Streaming Clickstream Data into Dgraph - High Memory Usage

We want to use Dgraph to create a user-product interaction graph of an online e-commerce website. We want to find which users have high affinity to which product attributes like brand, or category. We want to use this information in our Recommendation Engine, and also for our marketing campaigns.

We created a Proof of Concept cluster using Dgraph v21.03.0 in AWS with 3 zero and 3 alpha nodes. We used 3 r5.2xlarge ec2 instances with 500GB gp3 EBS disk with 3000 IOPS for each instance, where each ec2 instance has one zero and one alpha node.

What I want to do

We want to write clickstream events (user clicks on the website) into the graph in real-time as they happen on the website. We have an already working setup for this with an API backed with AWS Kinesis Stream. Kinesis stream feeds the clickstream events to various data pipelines, one being Dgraph. We have created an AWS Lambda Function in python using pydgraph, to read data from Kinesis and send the clickstream events to Dgraph.

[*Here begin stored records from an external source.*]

PR #4346, opened 2019-06-07
Remant: Fixing the Gascraft to prevent another avenue of Cloak installation

Zitchas:
Added built-in thrust & turn equivalent to a set of crucible engines.

Removed the set of crucible engines & equivalent amount of space.

This change means that the player cannot swap these components out for the Coalition's small thrust module and small steering module, thus ensuring the player can't use those to outfit the gascraft with a cloaking device.

Note that a player could still technically replace the millennium cell with a Small Biochemical Cell and fit the Cloak in, but they would be unable to cloak for any real length of time, especially while maneuvering. I suspect that trying to use the cloak with said cell would probably actually be harder than the normal dodging. Since it is probably actually harder, I'm leaving it in, whereas with the smaller engines, it becomes easier.

Related thread: https://github.com/endless-sky/endless-sky/pull/3535 Wherein Endless-Sky describes how he removed the capacitor to force the player to not use the cloak.

### DIFF
--- a/data/remnant ships.txt
+++ b/data/remnant ships.txt
@@ -193,12 +193,18 @@ ship "Gascraft"
 		"energy capacity" 150
 		"ramscoop" 0.5
 		"cargo space" 8
-		"outfit space" 88
+		"outfit space" 54
 		"engine capacity" 34
 		"shield generation" 0.6
 		"shield energy" 0.4
 		"hull repair rate" 1.2
 		"hull energy" 0.9
+		"turn" 448.0
+		"turning energy" 1.32
+		"turning heat" 1.4
+		"thrust" 18.0
+		"thrusting energy" 2.65
+		"thrusting heat" 2.5
 		"gaslining" 1
 		"outfit scan power" 24
 		"outfit scan speed" 1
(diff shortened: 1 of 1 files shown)


Bladewood:
As @Lineth said:
>Although at that point, it's more effort than just playing the mission straight and dodging the antimatter cannon.

My impression is that since it already takes a fair amount of work to get Coalition gear, it just becomes less fun to be locked onto one path like this. The archon-dodging mission is a puzzle, and I'm interested in seeing puzzles with multiple solutions, not just one.

Zitchas:
That's fair. I personally like having multiple solutions, but MZ took the first step to blocking it out, this puts it out there to block the rest of the way.

Amazinite:
If the point of this change is to avoid having the player be able to install a cloak on their gascraft, but you admit that it's still possible to do regardless, then why make the change?

Zitchas:
Mainly because this change allows installing the cloak to be useful. With this change, they would have to strip out the reactor, and all the smaller options for reactors/batteries are low enough it'd probably be unable to sustain the cloak for anywhere even close to long enough to get to the planet.

jafdy:
I'm not sure we want to do this, while we don't want to make using the cloak too easy we shouldn't make it too hard either. This allows players who really can not fly to use the cloak instead. As long as the way to fit and use the cloak comes with it's own issues it will be fine.

Zitchas:
Sounds good, then. I think I'm good with that. 

Basically, it means that using cloak with the gascraft is impossible to do with human or tier 1 tech, but possible to do if one has access to alien or greater than tier 1.5 tech, although it'll still be problematic.

Issue #1258, opened 2016-06-22
[question/enhancement] Follow Target


NickGrease:
I may be remembering incorrectly, but did't EV/Nova have a keybinding for 'Follow Target' that would align your ship in the direction of your target (and full throttle, I think)? I've only been playing a few days, and auto-aim seems to partially work in pointing your ship the right way, as long as it's an enemy, and already in your general bow direction. Seems impossible to follow/align to friendlies off screen, not to mention planets/stations which, again, I seem to remember doing in Nova. The very non-obvious white dot around the target display reticle helps, but getting your ship going in the right direction seems clunkier  then it needs to be. 

Anyways, I want to thank everyone involved in making this great game.

Alkallid:
Pressing the land key can get you in the direction of any planets, and so usually the center of the system if you maybe happened to idle and drift off. Generally all ships will be around there, so I don't really see the need unless you're pirating merchants in uninhabited systems.

NickGrease:
This has more to do with keeping your forward guns pointing at the target than where ships are generally located in the system. It made switching targets and facing/moving toward them them a lot easier, especially if the targets were offscreen. The AI can do it, the original game could do it, and at this point, my muscle memory still has my finger searching for the follow key :) Maybe I'll get used to it, but I miss being able to do a fly-by, coast for a bit, hit a key to rotate to target direction and fly head on guns blazing.

Alkallid:
Ah, so moment strafing?

NickGrease:
Sorry, I'm not sure where the confusion is coming from. Either it wasn't in the original, which is explains your response, or it was, and you're suggesting I was the only person to use it. Either way, I would find it useful to have a key that would align your ship to the target.

LocalGod79:
duplicate:
#166

NickGrease:
Thanks @LocalGod79

Issue #166, opened 2015-11-07
Feature request: auto-aim button


SolraBizna:
My playstyle frequently has me in highly reflex-critical situations with relatively fragile ships. In those situations, precise control over my ship's attitude is more important than landing hits on my _selected_ target with my fixed weapons, and therefore I don't want auto-aim enabled. However, that's not always the case.

I propose adding a key to Endless Sky that performs "Automatic aiming" behavior while pressed, regardless of the current setting. The nearest equivalent is the EV "autopilot" key which simply points your ship toward the target.

Pointedstick:
Seconded. I often want to point my ship in the direction of a selected but non-visible ship and reflexively hit the 'a' key--which does this in EV.

dplepage:
A few times I've had auto-aiming kick in even when I wasn't holding fire, and on at least two occasions this has killed me - I hit the key to hyperjump but when enemy fighters got close my ship started tracking them instead of turning to make the jump. This is probably a bug in and of itself, but I haven't yet figured out how to reliably reproduce it.

Making automatic aiming an explicit button would certainly prevent that from happening.

endless-sky:
@dplepage, is it possible you had automatic firing active as well as automatic aiming?

dplepage:
@endless-sky No, I checked that - I have automatic aiming but not automatic firing. The bug seems to happen regardless of whether or not I'm holding the jump button.

SolraBizna:
For what it's worth, I disabled automatic aiming immediately after I first noticed its effects, and I am maybe 40% confident that I was not holding the fire button when it happened.

endless-sky:
Are you certain that the reason your ship turned toward approaching enemies
was not that you had been hit with a projectile that imparts momentum (like
a particle cannon or a missile) and your ship was having to turn around in
order to attempt to bring itself to a stop again?

dplepage:
@endless-sky Oh, that hadn't occurred to me. That probably is what was going on, and it only seemed like auto-aiming because "towards the target" is both the auto-aiming direction AND the direction opposite the momentum imparted by the target's missiles. Thanks!

dplepage:
I have a patch for this in #314; @gchapyzh suggested that maybe it should be a toggle so that you don't have to hold down the key while you're fighting. I'm not sure if I'd like that more - does anyone else have feelings about holding a key vs. a sticky key?

airtroop392:
[...]

PR #4349, opened 2019-06-08
Autosteer key for pointing the ship at the selected ship, asteroid or planet.

ChamEV:
Adds a keyboard key for auto steering your ship to point it at the targeted ship, asteroid, or selected planet giving the player more control of their movement separate from firing.

Named autosteer to avoid confusion with the more advanced autopilot functions.  Properly breaks autopilot jump/landing/boarding as other input controls do. 

Rearranges the preference panel and puts cloak in it's own category instead of under weapons.  Added z as the default key.

https://cdn.discordapp.com/attachments/266345072554016768/586514092643188760/Controlkeyspanel.png

(these are the default controls)

Example in action: https://streamable.com/b3fk5


Zitchas:
I don't have access to a system that can test this, so my question is thus: Does the autosteer act like a movement key, where the ship stops turning/tracking as soon as one lets go of the key? Or does it act like landing or boarding keys where one taps the key and it keeps being active until one taps something to break it?

I'm not sure which one I'd prefer, although I lean towards the former rather than the latter.

ChamEV:
It acts like a movement key, it only works while you're holding it down.

source/PreferencesPanel.cpp
```diff
@@ -332,7 +333,9 @@ void PreferencesPanel::DrawControls()
 		Command::FIGHT,
 		Command::GATHER,
 		Command::HOLD,
-		Command::AMMO
+		Command::AMMO,
+		Command::NONE,
```
jafdy: This line appears extraneous (although I may be wrong).

source/AI.cpp
```diff
@@ -1789,7 +1789,7 @@ void AI::PrepareForHyperspace(Ship &ship, Command &command)
 }
 
 
-
```
jafdy: Whitespace changes.

jafdy:
How is this different to the Automatic Aiming option, and how does it do a better job to justify the extra key it wants to use.

Zitchas:
I think the main difference between this and the automatic aiming option is the fact that it is much more fine tuned: If it only works when the player is holding down the relevant button, so it is only working when called upon instead of being an "always on / always off" toggle.

I know I, personally, would like to be able to use an auto-aiming function some of the time, but I find it annoying most of the time. Since most of the time trumps sometimes, I leave the option off and just make do without. So I'd personally use this a fair bit.

source/PreferencesPanel.cpp
ChamEV: NONE tells the interface not to draw a box for the category line, it corresponds with the CATEGORIES array just above.

source/AI.cpp
ChamEV: The three remaining white space changes align the tabs with the current indentation of the surrounding text.  In the case shown above, there was an extra tab when there was no indentation above or below (between functions).

By default code:blocks was stripping white space at the ends of lines from everything and I had to go back and fix all that so it wouldn't be distracting.  I left the 3 specific white space changes in as they aligned the tab of each line to the current indent used by the rest of the file.  (Code blocks also defaulted to windows line endings on everything, but that was easier to fix).

ChamEV:
> 
> 
> How is this different to the Automatic Aiming option, and how does it do a better job to justify the extra key it wants to use.

Automatic aiming only works while firing, forcing the player to turn towards a target at times when they may not want to as opposed to firing turrets and flying by.

In cases where there's a specific ship, perhaps disabled on the edge of the battle, you can select it and find which direction it's in easily.  If there's a ton of disabled other ships that you don't want (small fighters vs the big heavy cruiser that you want).

warp-core:
@ChamEV are you still interested in getting this merged? Could you bring it up to date and resolve the conflicts? I'd like to test it, but it doesn't build.

source/AI.cpp
```diff
@@ -3348,8 +3348,25 @@ void AI::MovePlayer(Ship &ship, const PlayerInfo &player)
 		if(keyHeld.Has(AutopilotCancelKeys()))
 			keyStuck = keyHeld;
 	}
+	
 	bool shouldAutoAim = false;
-	if(Preferences::Has("Automatic aiming") && !command.Turn() && !ship.IsBoarding()
+	if( keyHeld.Has(Command::AUTOSTEER) && !command.Turn() && !ship.IsBoarding()
```
warp-core, line 3353:
```suggestion
	if(keyHeld.Has(Command::AUTOSTEER) && !command.Turn() && !ship.IsBoarding()
```

NickGrease:
I posted about this back in 2016 (#1258) which was a dup from 2015 (#166). I really hope this gets merged, it's been a long time coming.

Amazinite:

UnorderedSigh:
I have resurrected this in #8508

PR #4356, opened 2019-06-11
Remnant: Pelican Rebalance

Zitchas:
The Pelican was a good start, but fell short of its intended role as a fast "blockade runner" style transport and had a number of other flaws:
- It was pointed out by Zarvox and Titanicguy that the Pelican actually seems to go against the Remnant description of devoting more power to flight than to weapons.
- It was pointed out that its purchase price is 8M more expensive than the Arach Hulk, whereas the hulk has 82 tons more outfit space, 19 more engine space, and 239 more cargo space, and has more health too. While the Pelican does have a bunch of built-in things, it doesn't really seem like 8M worth. 
- Compared to the Sojourner it also suffers: The Sojourner is faster, significantly tougher, and has 130 tons more outfit space, 27 more engine space, and 49 more bunks. But is 6M cheaper. And only slightly smaller cargo hold.

The following changes are intended to bring the Pelican in line with its intended role: To be able to run or snatch cargo through blockades and combat areas by relying primarily on speed and endurance.

Note: The Pelican retains its thrasher turret, mostly by virtue of the fact that the Remnant have no alternative turrets right now. If they had an inhibitor turret, that would be replacing the thrasher turret. Slowing down pursuers is much more appropriate for the Pelican than a close-quarters thrasher. On the same note, if the Point Defense Turrets actually targeted fighters/drones, the thrasher turret would be gone without needing to be replaced by anything.

Changes:
- Removed both Thrasher cannons
- Replaced the Forge thruster with a Smelter
- Adjusted engine capacity up to 144 to accommodate this (and to provide a small amount of room for customizing and a possible future afterburner)
- Added one crystal capacitor to accommodate engine draw
- Added one thermoelectric cooler to accommodate heat
- increased outfit space to 470 (that is +32 tons)
- Changed the description to include mention of sensory capabilities and mention of fast-logistics.


data/remnant ships.txt
```diff
@@ -410,7 +409,7 @@ ship "Pelican"
 	explode "large explosion" 20
 	explode "huge explosion" 5
 	"final explode" "final explosion large" 1
-	description "The Pelican is closely based on the original semi-organic materials the Remnant found in the Ember Waste. While they are not technically alive, their internal mechanisms and method of construction bear such a close resemblance to living organisms that they are often considered as such. These ships serve as the backbone of Remnant salvage efforts, as well as their resource distribution network."
+	description "The Pelican is closely based on the original semi-organic materials the Remnant found in the Ember Waste. While they are not technically alive, their internal mechanisms and method of construction bear such a close resemblance to living organisms that they are often considered as such. One key feature of this living resemblence is the innate sensory capabilities they posses; akin to sensor suites less advanced ships require for detailed scanning. These ships serve as the backbone of Remnant bulk salvage efforts, as well as their fast-logistics distribution network."
```
Pointedstick: Change the `;` to a `,` (semicolons separate distinct sentences but `akin to sensor suites less advanced ships require for detailed scanning` is a fragment)

tehhowch:
Even if this PR's content is clean and ready for merge, this change should not merge until we've released v0.9.10 to Steam.

There are still a few open bugs blocking that release, so the priority should be in deciding and making the appropriate code fixes.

We can successfully send the events to Dgraph with this setup, but the memory usage monotonically increases. After 3 days of streaming events into the Dgraph, memory usage hits 100%, and we start to get OOM crashes. The total size of data on disk is less than 3GB, but somehow Dgraph uses all 64GB of memory and crashes. Here is a screenshot from AWS Cloudwatch:

This was a test stream, so the load was constant. We set lambda concurrency to one, so that we didn’t have concurrent write exceptions. Here are the metrics from Dgraph plotted in Grafana:

You can see that in the beginning mutation queries run very fast, less than a second, and then they got slower. From about 0.5 sec in the beginning, to 60 sec on 3th day. We can send about 20 queries per minute in the beginning, but about 1 query per min on 3th day. The number of nquads in a single query vary from 3k nquads to 10k nquads. At the end of 3th day, the graph had 5 million User nodes, 11 million Interaction nodes, and 120k Product nodes.

We want to have an up to date graph that changes every day. We want to add new nodes constantly, and delete old ones with a daily delete query. So the mutations will run indefinitely, but Dgraph memory usage seems to increase monotonically as the graph size increases and mutations keep coming, and the memory usage (64GB) seems very high compared to total data size (3GB) used in disk.

What I did

We basically have three types of nodes, User, Interaction, and Product. Here is the schema:
sample_schema.dql (521 Bytes)

User nodes are connected to Interaction nodes, and Interaction nodes are connected to Product nodes. We use DQL for queries. Here is a sample query to upsert User and Product nodes, and insert Interaction nodes:
sample_query_2.dql (6.4 KB)

The sample query have about 100 nquads, in real world, we send about 3k-10k nquads per query.


Why do the memory usage increases? Is our application not suitable for Dgraph? Is our query inefficient for memory? Should we tweak memory settings of Badger for better memory performance? What would be your suggestion to make this application work with Dgraph?